§ **TASK TO COMPLETE**:
Please start at the first line of the records beneath and quote each line exactly, ending with the line containing "Create a CopyingManagerFacade".

<<<<

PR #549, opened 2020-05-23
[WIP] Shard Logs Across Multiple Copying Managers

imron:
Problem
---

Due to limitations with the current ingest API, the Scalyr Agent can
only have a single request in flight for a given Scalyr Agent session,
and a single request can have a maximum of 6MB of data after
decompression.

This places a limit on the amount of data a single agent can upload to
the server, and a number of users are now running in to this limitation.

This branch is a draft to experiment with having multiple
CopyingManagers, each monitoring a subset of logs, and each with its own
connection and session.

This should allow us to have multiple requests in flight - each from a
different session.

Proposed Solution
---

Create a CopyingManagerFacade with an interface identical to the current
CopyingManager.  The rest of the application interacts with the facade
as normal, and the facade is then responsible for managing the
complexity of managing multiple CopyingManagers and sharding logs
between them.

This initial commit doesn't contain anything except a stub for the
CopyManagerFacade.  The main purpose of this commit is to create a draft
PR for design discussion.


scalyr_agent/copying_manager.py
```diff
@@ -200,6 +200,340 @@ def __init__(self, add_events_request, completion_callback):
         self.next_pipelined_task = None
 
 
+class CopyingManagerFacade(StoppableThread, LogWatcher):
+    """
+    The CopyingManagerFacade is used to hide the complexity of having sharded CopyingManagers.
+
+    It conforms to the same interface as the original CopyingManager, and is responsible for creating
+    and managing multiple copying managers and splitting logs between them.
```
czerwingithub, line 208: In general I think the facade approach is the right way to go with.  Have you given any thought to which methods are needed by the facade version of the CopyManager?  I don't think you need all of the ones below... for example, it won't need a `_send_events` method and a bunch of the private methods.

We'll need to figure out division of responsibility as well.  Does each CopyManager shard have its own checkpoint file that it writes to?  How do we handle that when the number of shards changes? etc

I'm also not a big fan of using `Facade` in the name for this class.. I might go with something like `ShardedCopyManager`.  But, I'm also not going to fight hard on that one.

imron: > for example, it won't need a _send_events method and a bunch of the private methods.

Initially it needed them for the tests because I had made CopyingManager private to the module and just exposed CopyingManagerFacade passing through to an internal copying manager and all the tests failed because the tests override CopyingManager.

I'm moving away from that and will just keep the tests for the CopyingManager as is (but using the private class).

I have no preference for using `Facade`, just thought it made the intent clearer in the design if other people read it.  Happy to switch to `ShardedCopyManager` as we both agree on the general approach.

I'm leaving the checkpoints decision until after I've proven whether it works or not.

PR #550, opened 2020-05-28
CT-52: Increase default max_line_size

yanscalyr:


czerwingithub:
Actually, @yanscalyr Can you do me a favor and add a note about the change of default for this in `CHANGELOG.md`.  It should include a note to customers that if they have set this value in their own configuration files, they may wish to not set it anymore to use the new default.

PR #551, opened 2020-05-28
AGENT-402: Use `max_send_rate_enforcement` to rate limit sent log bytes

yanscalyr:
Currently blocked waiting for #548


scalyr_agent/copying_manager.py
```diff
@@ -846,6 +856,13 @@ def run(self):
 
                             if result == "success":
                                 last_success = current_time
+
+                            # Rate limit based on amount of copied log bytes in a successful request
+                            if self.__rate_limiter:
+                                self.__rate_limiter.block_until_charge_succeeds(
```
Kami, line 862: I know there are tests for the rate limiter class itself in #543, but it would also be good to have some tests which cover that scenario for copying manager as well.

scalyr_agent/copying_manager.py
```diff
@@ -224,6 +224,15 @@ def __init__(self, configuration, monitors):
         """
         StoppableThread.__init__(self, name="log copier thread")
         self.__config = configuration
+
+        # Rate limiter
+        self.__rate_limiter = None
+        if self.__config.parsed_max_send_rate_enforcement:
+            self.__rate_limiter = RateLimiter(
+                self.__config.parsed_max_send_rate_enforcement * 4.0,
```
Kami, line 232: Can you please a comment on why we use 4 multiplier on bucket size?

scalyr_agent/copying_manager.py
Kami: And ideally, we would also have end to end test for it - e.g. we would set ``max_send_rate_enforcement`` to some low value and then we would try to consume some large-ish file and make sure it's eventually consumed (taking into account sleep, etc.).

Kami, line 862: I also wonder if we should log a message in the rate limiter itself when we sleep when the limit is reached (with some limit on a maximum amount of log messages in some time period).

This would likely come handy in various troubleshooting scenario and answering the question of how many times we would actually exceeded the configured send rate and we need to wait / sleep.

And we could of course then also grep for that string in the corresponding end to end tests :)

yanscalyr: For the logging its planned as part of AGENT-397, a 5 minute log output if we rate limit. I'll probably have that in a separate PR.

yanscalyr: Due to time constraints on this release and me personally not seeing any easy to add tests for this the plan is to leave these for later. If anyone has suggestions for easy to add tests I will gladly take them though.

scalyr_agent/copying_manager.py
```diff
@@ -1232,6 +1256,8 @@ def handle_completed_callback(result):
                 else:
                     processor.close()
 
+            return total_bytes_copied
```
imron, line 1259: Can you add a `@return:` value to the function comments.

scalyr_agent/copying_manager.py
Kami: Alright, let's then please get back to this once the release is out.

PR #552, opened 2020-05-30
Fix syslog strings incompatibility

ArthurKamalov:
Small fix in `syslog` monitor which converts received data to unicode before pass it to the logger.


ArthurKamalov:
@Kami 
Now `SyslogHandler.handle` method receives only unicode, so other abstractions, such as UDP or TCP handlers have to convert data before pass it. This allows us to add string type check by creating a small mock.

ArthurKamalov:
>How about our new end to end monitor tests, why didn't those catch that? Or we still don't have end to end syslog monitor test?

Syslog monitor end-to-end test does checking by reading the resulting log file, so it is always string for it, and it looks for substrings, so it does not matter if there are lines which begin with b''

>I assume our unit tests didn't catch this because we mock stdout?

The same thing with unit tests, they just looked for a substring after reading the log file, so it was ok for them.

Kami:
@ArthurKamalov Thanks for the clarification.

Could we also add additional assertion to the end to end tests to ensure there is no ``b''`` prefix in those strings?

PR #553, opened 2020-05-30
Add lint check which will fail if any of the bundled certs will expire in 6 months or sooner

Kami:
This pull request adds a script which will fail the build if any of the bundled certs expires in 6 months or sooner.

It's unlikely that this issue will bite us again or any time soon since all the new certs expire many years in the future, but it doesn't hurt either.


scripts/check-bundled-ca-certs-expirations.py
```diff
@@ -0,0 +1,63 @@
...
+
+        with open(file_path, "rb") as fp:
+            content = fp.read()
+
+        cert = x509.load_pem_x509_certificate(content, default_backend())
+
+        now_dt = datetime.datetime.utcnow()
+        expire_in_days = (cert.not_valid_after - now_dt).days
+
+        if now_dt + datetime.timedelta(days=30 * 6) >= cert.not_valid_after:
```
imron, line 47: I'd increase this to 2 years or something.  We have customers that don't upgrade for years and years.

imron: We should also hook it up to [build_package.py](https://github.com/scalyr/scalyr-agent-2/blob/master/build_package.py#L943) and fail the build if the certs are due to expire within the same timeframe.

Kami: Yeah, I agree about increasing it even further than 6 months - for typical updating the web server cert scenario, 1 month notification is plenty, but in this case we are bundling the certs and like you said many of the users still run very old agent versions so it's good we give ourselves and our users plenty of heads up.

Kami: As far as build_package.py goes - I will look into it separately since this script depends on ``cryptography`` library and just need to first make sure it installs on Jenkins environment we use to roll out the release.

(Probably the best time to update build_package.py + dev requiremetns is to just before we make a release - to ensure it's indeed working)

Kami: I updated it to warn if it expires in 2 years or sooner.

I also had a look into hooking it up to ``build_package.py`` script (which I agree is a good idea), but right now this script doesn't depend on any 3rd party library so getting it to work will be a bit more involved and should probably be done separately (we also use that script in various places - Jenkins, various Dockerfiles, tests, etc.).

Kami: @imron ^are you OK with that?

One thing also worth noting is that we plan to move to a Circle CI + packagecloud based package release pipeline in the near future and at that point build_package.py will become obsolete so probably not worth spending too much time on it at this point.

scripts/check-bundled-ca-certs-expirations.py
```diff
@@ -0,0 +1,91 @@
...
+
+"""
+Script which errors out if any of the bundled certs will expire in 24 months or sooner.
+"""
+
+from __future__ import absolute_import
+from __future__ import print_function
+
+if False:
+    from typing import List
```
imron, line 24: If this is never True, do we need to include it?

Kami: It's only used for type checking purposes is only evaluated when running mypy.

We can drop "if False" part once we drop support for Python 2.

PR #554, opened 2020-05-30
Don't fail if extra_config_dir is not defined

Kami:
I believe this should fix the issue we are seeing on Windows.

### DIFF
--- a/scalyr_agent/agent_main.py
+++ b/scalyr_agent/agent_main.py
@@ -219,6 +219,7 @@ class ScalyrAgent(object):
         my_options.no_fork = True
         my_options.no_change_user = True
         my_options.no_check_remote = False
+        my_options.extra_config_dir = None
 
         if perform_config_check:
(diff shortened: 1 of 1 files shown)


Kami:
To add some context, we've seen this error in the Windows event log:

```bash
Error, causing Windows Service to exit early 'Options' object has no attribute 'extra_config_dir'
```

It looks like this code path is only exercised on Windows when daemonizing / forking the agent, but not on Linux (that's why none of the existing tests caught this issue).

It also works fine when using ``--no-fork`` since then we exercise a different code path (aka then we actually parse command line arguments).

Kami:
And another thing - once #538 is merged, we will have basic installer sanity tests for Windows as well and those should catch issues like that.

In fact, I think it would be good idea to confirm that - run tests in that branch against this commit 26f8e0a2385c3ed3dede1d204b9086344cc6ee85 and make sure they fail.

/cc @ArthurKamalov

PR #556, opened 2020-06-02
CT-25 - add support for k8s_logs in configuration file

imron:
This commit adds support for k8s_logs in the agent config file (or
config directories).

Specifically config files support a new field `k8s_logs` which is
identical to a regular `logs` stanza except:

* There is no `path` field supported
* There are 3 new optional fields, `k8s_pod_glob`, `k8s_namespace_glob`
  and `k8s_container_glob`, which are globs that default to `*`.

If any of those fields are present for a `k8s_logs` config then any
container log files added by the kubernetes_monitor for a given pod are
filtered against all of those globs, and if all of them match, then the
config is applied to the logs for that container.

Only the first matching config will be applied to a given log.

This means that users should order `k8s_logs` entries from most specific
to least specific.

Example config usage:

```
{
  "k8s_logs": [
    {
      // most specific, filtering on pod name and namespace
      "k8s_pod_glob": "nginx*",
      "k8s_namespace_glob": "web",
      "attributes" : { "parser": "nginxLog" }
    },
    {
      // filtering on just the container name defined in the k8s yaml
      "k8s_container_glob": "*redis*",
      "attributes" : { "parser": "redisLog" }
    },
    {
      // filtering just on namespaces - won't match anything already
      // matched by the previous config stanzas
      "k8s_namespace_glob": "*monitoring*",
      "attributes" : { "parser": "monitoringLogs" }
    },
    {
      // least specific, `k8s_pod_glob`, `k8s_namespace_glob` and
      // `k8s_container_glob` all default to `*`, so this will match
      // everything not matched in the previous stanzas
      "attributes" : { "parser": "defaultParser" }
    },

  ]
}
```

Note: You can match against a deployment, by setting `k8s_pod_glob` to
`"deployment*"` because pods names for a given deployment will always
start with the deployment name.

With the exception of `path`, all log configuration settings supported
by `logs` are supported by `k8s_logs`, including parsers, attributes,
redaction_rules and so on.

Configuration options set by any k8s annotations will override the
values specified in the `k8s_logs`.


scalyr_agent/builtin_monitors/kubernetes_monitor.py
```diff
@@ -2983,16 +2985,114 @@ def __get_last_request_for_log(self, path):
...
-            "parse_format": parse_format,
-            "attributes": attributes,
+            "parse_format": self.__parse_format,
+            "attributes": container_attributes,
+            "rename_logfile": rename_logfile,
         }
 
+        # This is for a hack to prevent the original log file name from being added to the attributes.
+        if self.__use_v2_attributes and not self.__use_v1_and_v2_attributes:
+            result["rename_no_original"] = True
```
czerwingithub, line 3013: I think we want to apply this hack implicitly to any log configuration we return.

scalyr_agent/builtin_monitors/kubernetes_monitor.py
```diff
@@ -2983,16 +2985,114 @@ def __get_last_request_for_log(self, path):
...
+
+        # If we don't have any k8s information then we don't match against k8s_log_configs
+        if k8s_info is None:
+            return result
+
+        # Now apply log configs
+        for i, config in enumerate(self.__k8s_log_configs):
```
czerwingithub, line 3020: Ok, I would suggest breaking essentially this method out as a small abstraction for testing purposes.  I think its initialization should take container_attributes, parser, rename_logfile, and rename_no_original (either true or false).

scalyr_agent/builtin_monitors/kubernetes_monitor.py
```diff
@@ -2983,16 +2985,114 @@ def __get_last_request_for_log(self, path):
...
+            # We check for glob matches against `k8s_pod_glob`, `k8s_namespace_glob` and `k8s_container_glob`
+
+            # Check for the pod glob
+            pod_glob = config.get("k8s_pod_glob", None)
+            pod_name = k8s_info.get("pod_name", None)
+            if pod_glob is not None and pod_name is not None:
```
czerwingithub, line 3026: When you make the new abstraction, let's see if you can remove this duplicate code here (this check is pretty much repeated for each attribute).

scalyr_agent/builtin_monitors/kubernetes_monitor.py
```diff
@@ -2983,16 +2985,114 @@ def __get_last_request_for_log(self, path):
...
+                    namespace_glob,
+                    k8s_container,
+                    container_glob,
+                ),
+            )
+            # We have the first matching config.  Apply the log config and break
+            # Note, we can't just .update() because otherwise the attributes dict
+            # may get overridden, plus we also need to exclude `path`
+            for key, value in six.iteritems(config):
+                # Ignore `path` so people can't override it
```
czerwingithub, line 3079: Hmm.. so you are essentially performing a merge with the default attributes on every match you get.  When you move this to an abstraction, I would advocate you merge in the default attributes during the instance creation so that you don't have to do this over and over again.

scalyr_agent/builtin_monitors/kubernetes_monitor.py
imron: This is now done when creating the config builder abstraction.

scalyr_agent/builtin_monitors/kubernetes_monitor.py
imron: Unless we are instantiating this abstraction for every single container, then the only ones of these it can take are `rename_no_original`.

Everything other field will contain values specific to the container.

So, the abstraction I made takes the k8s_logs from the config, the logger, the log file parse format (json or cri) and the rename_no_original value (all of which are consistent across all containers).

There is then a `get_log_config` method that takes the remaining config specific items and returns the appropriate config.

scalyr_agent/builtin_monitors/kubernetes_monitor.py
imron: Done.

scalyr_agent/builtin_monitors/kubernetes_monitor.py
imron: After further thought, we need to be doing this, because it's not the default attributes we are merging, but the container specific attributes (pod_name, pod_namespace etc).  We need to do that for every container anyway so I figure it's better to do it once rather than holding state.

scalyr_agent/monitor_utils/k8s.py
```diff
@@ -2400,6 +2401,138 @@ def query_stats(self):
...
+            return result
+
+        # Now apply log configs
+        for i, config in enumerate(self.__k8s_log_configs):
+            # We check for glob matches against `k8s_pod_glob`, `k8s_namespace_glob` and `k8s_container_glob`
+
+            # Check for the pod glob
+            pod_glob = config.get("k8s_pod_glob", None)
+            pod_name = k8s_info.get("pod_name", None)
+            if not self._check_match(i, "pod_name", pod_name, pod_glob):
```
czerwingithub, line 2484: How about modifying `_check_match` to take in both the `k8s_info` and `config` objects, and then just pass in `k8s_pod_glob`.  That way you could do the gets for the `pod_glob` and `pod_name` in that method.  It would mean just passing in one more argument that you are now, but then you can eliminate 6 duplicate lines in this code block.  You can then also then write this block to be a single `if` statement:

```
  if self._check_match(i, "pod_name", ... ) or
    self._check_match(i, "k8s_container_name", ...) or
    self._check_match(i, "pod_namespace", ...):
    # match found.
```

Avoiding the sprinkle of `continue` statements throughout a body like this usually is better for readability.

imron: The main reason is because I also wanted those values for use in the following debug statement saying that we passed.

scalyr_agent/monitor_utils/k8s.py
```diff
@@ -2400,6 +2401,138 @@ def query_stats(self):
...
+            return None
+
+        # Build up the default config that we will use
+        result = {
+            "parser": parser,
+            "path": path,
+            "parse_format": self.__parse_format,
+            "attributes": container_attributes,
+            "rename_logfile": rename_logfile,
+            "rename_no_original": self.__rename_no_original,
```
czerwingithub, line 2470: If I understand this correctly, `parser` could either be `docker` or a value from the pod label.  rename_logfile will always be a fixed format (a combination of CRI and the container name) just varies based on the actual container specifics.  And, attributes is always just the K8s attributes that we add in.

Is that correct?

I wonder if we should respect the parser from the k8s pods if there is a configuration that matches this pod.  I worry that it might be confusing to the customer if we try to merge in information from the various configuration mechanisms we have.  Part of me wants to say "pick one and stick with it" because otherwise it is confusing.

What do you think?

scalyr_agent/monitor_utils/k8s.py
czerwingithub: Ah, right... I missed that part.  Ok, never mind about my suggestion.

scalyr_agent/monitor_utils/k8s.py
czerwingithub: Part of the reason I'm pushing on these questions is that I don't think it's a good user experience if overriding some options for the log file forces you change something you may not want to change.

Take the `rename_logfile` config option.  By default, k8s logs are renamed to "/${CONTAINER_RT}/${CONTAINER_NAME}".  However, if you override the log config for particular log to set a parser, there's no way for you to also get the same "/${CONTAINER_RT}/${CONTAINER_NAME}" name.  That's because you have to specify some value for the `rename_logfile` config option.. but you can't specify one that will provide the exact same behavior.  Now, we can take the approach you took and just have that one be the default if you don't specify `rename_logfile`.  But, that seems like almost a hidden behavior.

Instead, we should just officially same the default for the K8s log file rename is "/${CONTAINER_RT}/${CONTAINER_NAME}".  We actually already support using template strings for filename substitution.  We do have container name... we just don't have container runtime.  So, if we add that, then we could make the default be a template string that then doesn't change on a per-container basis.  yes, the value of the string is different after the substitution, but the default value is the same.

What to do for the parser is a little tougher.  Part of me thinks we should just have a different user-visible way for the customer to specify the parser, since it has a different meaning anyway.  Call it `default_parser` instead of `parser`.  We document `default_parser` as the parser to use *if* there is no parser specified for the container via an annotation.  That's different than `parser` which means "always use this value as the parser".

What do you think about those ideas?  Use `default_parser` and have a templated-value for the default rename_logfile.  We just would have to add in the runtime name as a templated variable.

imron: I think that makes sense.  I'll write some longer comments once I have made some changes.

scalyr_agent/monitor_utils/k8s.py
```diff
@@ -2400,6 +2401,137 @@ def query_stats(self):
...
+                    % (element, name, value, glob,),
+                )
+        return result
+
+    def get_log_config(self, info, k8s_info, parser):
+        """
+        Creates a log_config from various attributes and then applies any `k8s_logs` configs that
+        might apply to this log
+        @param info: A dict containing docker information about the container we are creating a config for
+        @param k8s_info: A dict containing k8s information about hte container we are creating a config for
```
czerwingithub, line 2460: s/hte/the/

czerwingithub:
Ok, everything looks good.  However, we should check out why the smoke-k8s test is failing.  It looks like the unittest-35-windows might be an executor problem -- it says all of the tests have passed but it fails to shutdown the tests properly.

>>>>

§ **WRITTEN RESPONSE**:
PR #549, opened 2020-05-23
[WIP] Shard Logs Across Multiple Copying Managers

imron:
Problem
---

Due to limitations with the current ingest API, the Scalyr Agent can
only have a single request in flight for a given Scalyr Agent session,
and a single request can have a maximum of 6MB of data after
decompression.

This places a limit on the amount of data a single agent can upload to
the server, and a number of users are now running in to this limitation.

This branch is a draft to experiment with having multiple
CopyingManagers, each monitoring a subset of logs, and each with its own
connection and session.

This should allow us to have multiple requests in flight - each from a
different session.

Proposed Solution
---

Create a CopyingManagerFacade with an interface identical to the current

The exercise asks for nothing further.